* _WORK ORDER_:
Each line below that holds the word "dataType" counts once. Say how many such lines there are, and no more.

SUPPLIED DATA Block Start

PR #408, opened 2024-10-27
adds a sample actor interaction for querying the list of running workloads from the info endpoint

autodidaddict:
Note that there is some implementation stuff that hasn't happened yet because neither of the agent actors are currently  maintaining their workload list. Once they do that, we can fill in the "make this real" bits with the actual list of workloads.

### DIFF
--- a/node/actors/control_api.go
+++ b/node/actors/control_api.go
@@ -269,6 +269,6 @@ func respondEnvelope(m *nats.Msg, dataType string, code int, data interface{}, e
 	if len(strings.TrimSpace(err)) == 0 {
 		e = nil
 	}
-	bytes, _ := json.Marshal(newEnvelope(dataType, data, code, &err))
+	bytes, _ := json.Marshal(newEnvelope(dataType, data, code, e))
 	_ = m.Respond(bytes)
 }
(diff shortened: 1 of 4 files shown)


node/actors/control_api.go
```diff
@@ -189,3 +239,36 @@ func (api *ControlAPI) handleUndeploy(m *nats.Msg) {
...
+
+func failEnvelope(dataType string, code int, err string) Envelope {
+	return Envelope{
+		PayloadType: dataType,
+		Code:        code,
+		Error:       &err,
+	}
+}
+
+func respondFail(m *nats.Msg, dataType string, code int, err string) {
```
jordan-rash, line 266: I dont love having these separate envelope functions.  Can we condense them to a `responseEnvelope(dataType string, code int, response any, err error)` and just have the one function?  `Data` and `Error` are already `omitempty` fields, so this just simplifies/unifies some things

autodidaddict: I like having them named like this because:

```
respondFail(m, MyType, 404, e)
```
is easier to quickly grasp than:
```
respondEnvelope(m, MyType, 200, nil)
```

I guess if we stick to html response code conventions it isn't that much more difficult to read.

jordan-rash (approved):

SUPPLIED DATA Block End

* _SOLUTION TO THIS TASK_:
7